For O’Ward, the firings were cold comfort. In exclusive footage from season 3 of “100 Days to Indy,” now streaming on Fox Nation and expanded to chronicle the full championship chase, the McLaren star unloads with trademark candor.
“It’s just simple, don’t cheat,” he says, staring directly into the camera during episode 3, a segment that peels back the curtain on the scandal’s immediate fallout. “And if you’re gonna cheat, don’t get caught—especially when you own the series.
Like, come on!” The docuseries, co-produced by Penske Entertainment and A-Frame Productions, doesn’t shy away from the tension, intercutting O’Ward’s barbs with somber reflections from Newgarden and Power.
While O’Ward absolves the drivers—”I don’t think Josef knew; they’re not in on every technical detail”—he saves his sharpest criticism for the team’s engineering culture. “We all look up to Penske; they’re the benchmark.
But what example are they setting? I wonder what other things are among those cars that we can’t see.”
The series’ unflinching portrayal has amplified calls for structural reform, exposing the inherent conflict of interest in Penske’s trifecta of control.
Rivals like Helio Castroneves, a four-time Indy 500 winner and former Penske stalwart, broke ranks to question the “optics challenge,” while Chip Ganassi Racing’s Scott Dixon and Graham Rahal voiced quiet frustrations off the record.
IndyCar president Doug Boles, a Penske loyalist elevated to the role in February 2025, acknowledged the damage in a May press briefing: “This is something Roger is going to have to address.” By November, the series announced a seismic shift: an independent governing board for 2026, severing managerial ties between Penske Entertainment and race officials.
While Penske will foot the bill for stewards and tech inspectors, they’ll report to a neutral overseer, not series brass. A new scanning system for parts compliance, piloted at Portland in August, caught four post-race impounds and promises tighter enforcement.
As the 2025 season wrapped in September, the scandal’s ripples were evident. Alex Palou clinched the championship for Ganassi, his fifth win in six races underscoring Penske’s uncharacteristic slump.

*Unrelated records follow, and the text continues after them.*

PR #4795, opened 2017-08-09
Clarify user object properties during login

jerriep:
https://auth0-docs-content-pr-4795.herokuapp.com/docs/rules/current#rule-syntax
https://auth0-docs-content-pr-4795.herokuapp.com/docs/user-profile/user-profile-structure

Based on user feedback

### DIFF
--- a/articles/rules/current/index.md
+++ b/articles/rules/current/index.md
@@ -44,6 +44,10 @@ A Rule is a function with the following arguments:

Newgarden, still chasing a three-peat at Indy, managed a gritty recovery drive from 31st to a top-10 finish but couldn’t shake the asterisk. Power, ever the battler, notched Penske’s lone victory in Portland but announced his departure before 2026, ending a 17-year run marred by the turmoil.
O’Ward, second in points with 194, enters the offseason buoyed by his front-row heroics and vocal advocacy. “Racing’s about earning it clean,” he reflected in a recent Fox Sports interview. “We push limits, but crossing that line? Nah. That’s not us.”
In “100 Days to Indy,” the scandal emerges not as a footnote but a fulcrum, humanizing the gladiators behind the wheels while indicting the empire that built the arena. For O’Ward, whose journey from a karting prodigy in Mexico to IndyCar frontrunner embodies the sport’s immigrant dream, it’s personal.
Losing 2024’s Indy 500 to a potentially tainted foe stings, but his response—blunt, principled, unyielding—reminds everyone why fans tune in. IndyCar may have survived the storm, but as Penske’s grip loosens ever so slightly, one truth endures: in the roar of 2.2-mile ovals, authenticity revs the loudest engine.
With reforms on the horizon and O’Ward’s star rising, 2026 promises a reckoning—one lap at a time.